Yes, Fixed-Rate Annuities Should be in a Managed Portfolio
April 18, 2023 by David Blanchett
Editor’s Note: Recently, Retirement Daily published an article by annuities expert Ken Nuss, in which he argued that fixed-rate annuities are simple products that do not belong in a fee-based managed portfolio. He claimed that investment managers charging fees for managing these products are misleading clients. We heard from two other experts who see this differently. This is the second of the responses we received. The first is here.
Fixed rate annuities, also called multi-year guaranteed annuities (“MYGAs”), can be a powerful addition to a fee-based portfolio, despite suggestions to the contrary.
MYGAs currently offer yields that are attractive on both a relative and absolute basis when compared to other lower risk investment strategies, and fee-based MYGAs typically offer yields that are higher than the more traditional MYGAs. While a financial advisor may charge additional fees for managing assets that include MYGAs, reducing the net realized return by the investor, this fee typically includes additional services beyond simply managing the portfolio (e.g., financial planning) and research suggests that financial advice can more than pay for itself.
Click HERE to read the full story
Wink’s Moore on the Market: Ha!
No sooner had I read a David Lau response to Ken Nuss‘ article with “The Street,” than David Blanchett tag-teams in!
Blanchett and I don’t always see eye-to-eye. Yet, he has become a valued friend over the past couple of years.
You know what we do agree on?
Straight out of his mouth, “…not only do I think fixed rate annuities should be considered for fee-based accounts, but I think all fee-based financial advisors should more actively consider annuities for their clients!”
YASSS!
I know this is splitting hairs…I DO want to note that multi-year guaranteed annuities (MYGAs) are not synonymous with “fixed annuities” though. There are one-year guaranteed rate annuities, which would not be considered a MYGA, as their rates can change annually. Perhaps “declared rate annuities” would be a better moniker?
He is on the money with his communication of MYGA commissions; they average 2.53% today.
And it is interesting to hear his perspective that “[he doesn’t] think value should be defined as activity,” when it comes to advising on finances. I think this is important in the argument that RIAs “should/shouldn’t charge AUM on fixed insurance products.”

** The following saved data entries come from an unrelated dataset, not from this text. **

PR #3115, opened 2024-08-24
support relative paths when loading DBPL playlists

rsekman:
related to: https://github.com/DeaDBeeF-Player/deadbeef/issues/1798

when loading an M3U playlist deadbeef supports interpreting the paths relative to the location of the playlist file. this feature is currently missing from the code loading native (DBPL) playlists, but is implemented in this pull request.

this PR will not pass CI due to a segmentation fault in the Playlist test suite. the segmentation fault occurs only if the Playlist test suite is not run first. that is, 
```sh
./scripts/test.sh Playlist AlbumNavigation #passes
./scripts/test.sh AlbumNavigation Playlist #segfaults
```
the segfault occurs here, when  checking if loading the playlist should be handled by a plugin:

While David “think[s] the rise of fee-based annuities is an exciting innovation,” it isn’t necessarily translating to sales. Fee-based annuities account for less than 1% of all deferred annuity sales, and that figure hasn’t changed much. That said, today there ARE 142 different fee-based annuities for sale, from 36 different insurance companies. So, there is activity there.
And choices!!
In closing, this academic suggests, “more financial advisors should be actively considering annuities for clients.”